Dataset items
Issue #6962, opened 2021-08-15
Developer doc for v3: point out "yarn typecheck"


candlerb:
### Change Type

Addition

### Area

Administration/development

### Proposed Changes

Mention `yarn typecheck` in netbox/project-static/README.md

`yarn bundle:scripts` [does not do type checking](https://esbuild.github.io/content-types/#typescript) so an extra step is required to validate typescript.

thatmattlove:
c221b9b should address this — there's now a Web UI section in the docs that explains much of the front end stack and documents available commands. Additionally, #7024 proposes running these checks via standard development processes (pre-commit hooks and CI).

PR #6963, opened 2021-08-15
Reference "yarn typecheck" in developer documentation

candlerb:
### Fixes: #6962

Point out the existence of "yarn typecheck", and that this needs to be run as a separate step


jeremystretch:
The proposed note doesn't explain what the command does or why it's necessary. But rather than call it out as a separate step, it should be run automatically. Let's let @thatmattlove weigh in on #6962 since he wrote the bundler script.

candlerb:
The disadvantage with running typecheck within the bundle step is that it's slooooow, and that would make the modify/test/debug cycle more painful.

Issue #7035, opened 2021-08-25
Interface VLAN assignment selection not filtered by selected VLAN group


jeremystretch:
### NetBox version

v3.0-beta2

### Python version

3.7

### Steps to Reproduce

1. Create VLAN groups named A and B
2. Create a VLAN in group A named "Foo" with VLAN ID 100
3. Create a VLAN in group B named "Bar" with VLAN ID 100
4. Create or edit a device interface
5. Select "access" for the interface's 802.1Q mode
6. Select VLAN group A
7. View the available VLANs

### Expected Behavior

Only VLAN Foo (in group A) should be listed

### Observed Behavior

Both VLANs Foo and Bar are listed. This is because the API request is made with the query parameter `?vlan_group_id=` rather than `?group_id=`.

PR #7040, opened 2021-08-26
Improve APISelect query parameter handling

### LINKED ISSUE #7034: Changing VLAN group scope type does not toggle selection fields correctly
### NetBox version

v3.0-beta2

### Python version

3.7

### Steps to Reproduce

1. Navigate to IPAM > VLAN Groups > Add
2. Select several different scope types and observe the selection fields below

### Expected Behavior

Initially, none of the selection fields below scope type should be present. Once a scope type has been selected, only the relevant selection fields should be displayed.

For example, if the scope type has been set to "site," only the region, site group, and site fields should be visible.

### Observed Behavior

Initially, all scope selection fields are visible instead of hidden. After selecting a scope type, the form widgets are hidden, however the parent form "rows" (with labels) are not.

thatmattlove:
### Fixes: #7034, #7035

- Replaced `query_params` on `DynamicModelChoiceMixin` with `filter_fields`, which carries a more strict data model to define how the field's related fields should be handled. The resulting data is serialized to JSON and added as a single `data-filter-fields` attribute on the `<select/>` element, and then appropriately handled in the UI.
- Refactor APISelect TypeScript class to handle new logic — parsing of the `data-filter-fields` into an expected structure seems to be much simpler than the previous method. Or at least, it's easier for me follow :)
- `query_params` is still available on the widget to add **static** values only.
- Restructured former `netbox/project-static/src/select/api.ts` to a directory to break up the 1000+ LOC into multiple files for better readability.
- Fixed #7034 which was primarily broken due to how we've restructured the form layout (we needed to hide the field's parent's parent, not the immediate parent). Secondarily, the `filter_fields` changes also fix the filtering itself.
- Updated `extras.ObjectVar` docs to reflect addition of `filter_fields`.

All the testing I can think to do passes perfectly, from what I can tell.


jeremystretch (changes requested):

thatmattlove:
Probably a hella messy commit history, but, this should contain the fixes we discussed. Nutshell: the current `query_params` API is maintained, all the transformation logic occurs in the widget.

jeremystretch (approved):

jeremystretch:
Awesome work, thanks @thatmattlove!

### [EXERCISE PROMPT]
For each line above that contains "scope", make a copy.

### [SOLUTION TO THE PROBLEM]
### LINKED ISSUE #7034: Changing VLAN group scope type does not toggle selection fields correctly
2. Select several different scope types and observe the selection fields below
Initially, none of the selection fields below scope type should be present. Once a scope type has been selected, only the relevant selection fields should be displayed.
For example, if the scope type has been set to "site," only the region, site group, and site fields should be visible.
Initially, all scope selection fields are visible instead of hidden. After selecting a scope type, the form widgets are hidden, however the parent form "rows" (with labels) are not.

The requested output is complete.